Problem to work on
Could each entry be returned exactly as it appears?

Data

BEGIN

PR #66, opened 2019-10-02
Skip RHEL when Satellite product is present

mstead:
Since RHEL is provided with Satellite, we do not want
to include a snapshot for RHEL as well. Therefore, we filter
the RHEL product when normalizing the product facts.

### DIFF
--- a/src/main/java/org/candlepin/subscriptions/tally/facts/FactNormalizer.java
+++ b/src/main/java/org/candlepin/subscriptions/tally/facts/FactNormalizer.java
@@ -35,6 +35,7 @@ import java.util.Collection;
 import java.util.Collections;
 import java.util.List;
 import java.util.Map;
+import java.util.stream.Collectors;
 
 
 /**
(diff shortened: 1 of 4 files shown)


src/main/java/org/candlepin/subscriptions/tally/facts/FactNormalizer.java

END

Your response
PR #66, opened 2019-10-02
Skip RHEL when Satellite product is present

mstead:
Since RHEL is provided with Satellite, we do not want
to include a snapshot for RHEL as well. Therefore, we filter
the RHEL product when normalizing the product facts.

### DIFF
--- a/src/main/java/org/candlepin/subscriptions/tally/facts/FactNormalizer.java
+++ b/src/main/java/org/candlepin/subscriptions/tally/facts/FactNormalizer.java
@@ -35,6 +35,7 @@ import java.util.Collection;
 import java.util.Collections;
 import java.util.List;
 import java.util.Map;
+import java.util.stream.Collectors;
 
 
 /**
(diff shortened: 1 of 4 files shown)


src/main/java/org/candlepin/subscriptions/tally/facts/FactNormalizer.java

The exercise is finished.